• _WHAT IS EXPECTED_:
Produce a character-for-character copy of the data below.

Start of EXERCISE MATERIALS

PR #1090, opened 2023-02-01
Chupiak hw

Chupiak:


src/makeInfinityAdder.js
```diff
@@ -4,9 +4,25 @@
  *
  * @return {function}
  */
-
 function makeInfinityAdder() {
-  // write code here
+  let total = 0;
+
+  // eslint-disable-next-line no-shadow
```
DarkMistyRoom, line 10: why do you need it? make it work without

src/makeInfinityAdder.js
```diff
@@ -4,9 +4,25 @@
...
+  function adder(item) {
+    if (item !== undefined) {
+      total = total + item;
+    } else {
+      const result = total;
+
+      total = 0;
+
+      return result;
+    }
```
DarkMistyRoom, line 20: refactor to avoid `else`. you can do the same with only one plane `if`

src/makeInfinityAdder.js
```diff
@@ -4,9 +4,25 @@
...
  */
-
 function makeInfinityAdder() {
-  // write code here
+  let total = 0;
+
+  // eslint-disable-next-line no-shadow
+  function adder(item) {
+    if (item !== undefined) {
+      total = total + item;
```
DarkMistyRoom, line 13:
```suggestion
      total += item;
```

DarkMistyRoom (changes requested):

SanyaBratashchuk:
Why did you close this PR?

End of EXERCISE MATERIALS

• _THE COMPLETED TASK_:
PR #1090, opened 2023-02-01
Chupiak hw

Chupiak:


src/makeInfinityAdder.js
```diff
@@ -4,9 +4,25 @@
  *
  * @return {function}
  */
-
 function makeInfinityAdder() {
-  // write code here
+  let total = 0;
+
+  // eslint-disable-next-line no-shadow
```
DarkMistyRoom, line 10: why do you need it? make it work without

src/makeInfinityAdder.js
```diff
@@ -4,9 +4,25 @@
...
+  function adder(item) {
+    if (item !== undefined) {
+      total = total + item;
+    } else {
+      const result = total;
+
+      total = 0;
+
+      return result;
+    }
```
DarkMistyRoom, line 20: refactor to avoid `else`. you can do the same with only one plane `if`

src/makeInfinityAdder.js
```diff
@@ -4,9 +4,25 @@
...
  */
-
 function makeInfinityAdder() {
-  // write code here
+  let total = 0;
+
+  // eslint-disable-next-line no-shadow
+  function adder(item) {
+    if (item !== undefined) {
+      total = total + item;
```
DarkMistyRoom, line 13:
```suggestion
      total += item;
```

DarkMistyRoom (changes requested):

SanyaBratashchuk:
Why did you close this PR?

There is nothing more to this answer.